不過人們的生活依然能夠正常進行,除了嚴格一些,變化不是特別大。
“張兄,我有一事不明白,國主現在身邊的高手並不少,金刀司的勢力也早已可以跟煉妖司抗衡,爲何會落得如此下場,難道國主身邊,有小人?”韓江問道。
“具體我也不知道,只是我在朝天城上空觀察時候,發現在皇城之內,有一股極其強大恐怖的存在,那股力量是我無法抗衡的,所以我爲了不被發現,就及時撤離出朝天城了。”張風說道。

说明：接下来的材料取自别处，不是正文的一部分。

PR #293, opened 2026-09-09
fix(blob): allow write SAS append blocks

snazy:
Summary:
- Allow write-only SAS tokens to append blocks to existing Append Blobs.
- Preserve append-only SAS authorization and existing append conditions and lease checks.

Type of change:
- [x] Bug fix (fix:)

Azure Compatibility:
- Matches Azurite Append Block authorization, which accepts either a or w permission.

Checklist:
- [x] ./mvnw test passes locally

### DIFF
--- a/src/main/java/io/floci/az/core/auth/StorageSasAuthorization.java
+++ b/src/main/java/io/floci/az/core/auth/StorageSasAuthorization.java
@@ -396,7 +396,7 @@ public class StorageSasAuthorization {
         APPEND {
             @Override
             boolean allowedBy(StorageSasToken token) {
-                return token.hasPermission('a');
+                return token.hasAnyPermission('a', 'w');
             }
         };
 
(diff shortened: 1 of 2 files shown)


hectorvent:
Thank you, and the Azurite basis you cite checks out. `AppendBlob_AppendBlock` is declared as [Add plus Write](https://github.com/Azure/Azurite/blob/8b4e9258cc7d9f1ea46fe8dfeb534cc24bd18f16/src/blob/authentication/OperationBlobSASPermission.ts#L249) in both the blob scoped and container scoped tables, and the matcher returns true on the first declared character the token carries, so either permission authorizes the operation. `hasAnyPermission('a', 'w')` is the right shape, and it matches what `Operation.CREATE` next door already does.

Nice touch putting the new test beside the append only one from #236, so the pair now covers both permissions rather than replacing one case with the other.

No blockers from my side.

hectorvent (approved):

“還有張兄無法抗衡的,如果連劍仙都不敢靠近,那到底是什麼樣的東西,簡直不敢想象。”韓江擡頭望天,做出思索的樣子。
“所以我纔出來找你,那股力量估計只有你能解決,”張風說道:“如今,我事情也做完了,朝天城那邊我是幫不上什麼忙了,而且我作爲一個散修,不應該過多參與朝堂事情,一旦被人落下口實,到時候,修行界是容不下我的,剩下的就看韓兄自己了。”

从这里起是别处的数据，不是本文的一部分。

PR #294, opened 2026-09-09
test: derive the patched jar name from the pom, not a literal

deyanp:
The follow-up you asked for on #285.

## The problem

Three tests open the patched `artemis-amqp-protocol` jar through a loader of their own, and each spelled the file name out with the Artemis version in it:

```java
Path patchJar = Path.of("target", "classes", "artemis",
        "artemis-amqp-protocol-2.44.0-floci-az-artemis-amqp-patch.jar");
```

韓江知道張風做的已經很講究了,也不好讓他跟隨自己去朝天城:“是啊,錢也拿到了,自然就得瀟灑去了。”
二人哈哈大笑,然後就此別過。
張風去交出風凌兒,風凌兒本想着跟韓江再瀟灑幾天,可惜韓江打算早早去往朝天城,把國主姜典給解決出來,然後再將金刀司給救出來。
所以,瀟灑遊玩的時間,肯定是沒有的。
風凌兒跟着張風回劍仙谷去了。
……
夜裏,韓江站在城牆上。
看着西部方向,這次去妖族境地用了十年,歸來兩手空空,朝天城還發生了大變化。
“先生,咱們是不是要回朝天城?”唐九妹在後面走來,站在韓江旁邊。
“嗯,回去。”韓江回答。
“那好,等我們解決了國主的事情,在朝天城再住幾年,我想那裏了。”唐九妹想到了跟韓江最早見面的那天夜裏。

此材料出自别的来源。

PR #295, opened 2026-09-10
feat(blob): support snapshot-scoped user delegation SAS

snazy:
## Summary
- Persist immutable Blob snapshots and route snapshot reads and deletes to the captured state.
- Enforce sr=bs against the signed snapshot timestamp so snapshot SAS tokens cannot be used for the base blob.

## Type of change
- [x] New feature (feat:)

## Azure Compatibility
- Matches Blob Snapshot and user-delegation SAS snapshot-resource semantics.

## Checklist

### DIFF
--- a/src/main/java/io/floci/az/services/blob/BlobLeaseService.java
+++ b/src/main/java/io/floci/az/services/blob/BlobLeaseService.java
@@ -269,6 +269,15 @@ public class BlobLeaseService {
         return null;
     }
 
+    /**
+     * Snapshot Blob ignores an active lease unless the caller explicitly supplies a lease ID.
+     * When supplied, the ID must still identify the active lease. Call only inside
+     * {@link #exclusively}.
+     */
+    Response validateSnapshot(AzureRequest request, String blobKey) {
+        return header(request, "x-ms-lease-id") == null ? null : validateWrite(request, blobKey);
+    }
+
     /** Data Lake variant of {@link #validateWrite} using the DFS JSON error envelope. */
     Response validateDataLakeWrite(AzureRequest request, String blobKey) {
         String requestLeaseId = header(request, "x-ms-lease-id");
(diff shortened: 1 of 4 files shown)


hectorvent:
Thank you, this is careful work, and the lease and delete semantics land exactly where Azurite puts them.

First, on the open bot finding: `authorizeCreate` is right, please leave it. Azurite declares `Blob_CreateSnapshot` as [Create plus Write](https://github.com/Azure/Azurite/blob/8b4e9258cc7d9f1ea46fe8dfeb534cc24bd18f16/src/blob/authentication/OperationBlobSASPermission.ts#L169) in both tables and matches any one of them, so a `c` only SAS legitimately authorizes a snapshot.

**(blocking)** `SnapshotOperationNotSupported` is not a Blob error code. The close names that do exist are `PreviousSnapshotOperationNotSupported` and the Files one, which is probably where it came from. A mutation aimed at `?snapshot=` is [400 SnapshotsPresent](https://github.com/Azure/Azurite/blob/8b4e9258cc7d9f1ea46fe8dfeb534cc24bd18f16/src/blob/errors/StorageErrorFactory.ts#L416), not 409.

**(blocking)** The immutability guard sits below the `PUT ?comp=lease` branch, so `?comp=lease&snapshot=<ts>` still leases the base blob.

**(follow-up, separate PR)** `docs/services/blob.md:133` still says snapshots are not modeled.

snazy:
@greptile-apps I think, Azure explicitly permits Snapshot Blob with either c or w for a user-delegation SAS. Changing snapshotBlob to require w would reduce Azure compatibility. Please re-assess.

snazy:
Review-findings addressed in this PR and prepared #312 for the follow-up

hectorvent:
Thanks for the fast fix. Both points are closed at e9ce2ab: the immutability guard now sits above the lease branch, so a lease aimed at a snapshot is rejected, and the error is SnapshotsPresent at 400 with the test extended to pin the lease case too. Carrying the docs update in #312 works well.

No blockers from my side.

hectorvent (approved):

她被衛兵和修士追殺,無意跳入了韓江的院子,那時候韓江正坐在院子當中。
還想到那些年,她整日做飯洗衣,過着平平常常的生活。
突然有種感慨,就是那種平淡的日子,似乎比天上飄來飄去的生活,有趣的多。
韓江看了看唐九妹,知道這丫頭這十年吃了太多苦,不但獨自守着他韓江的身體,還不斷面臨妖邪的襲擊。
“好。”韓江的回答很簡單,並沒有說太多話,直接給出一個肯定的答案,比什麼都重要。
唐九妹見韓江答應了,笑靨如花,兩隻眼睛似乎會放光,水靈靈地好看。
“先生說話可要算話,九妹記下了。”
邊疆的月似乎更大,滿地因爲落了許多雪,被照得白茫茫很明亮。
許多兵士見到韓江與唐九妹站在城牆上,也沒有去打擾,只是繞開,遠遠的行個禮,繼續去巡邏。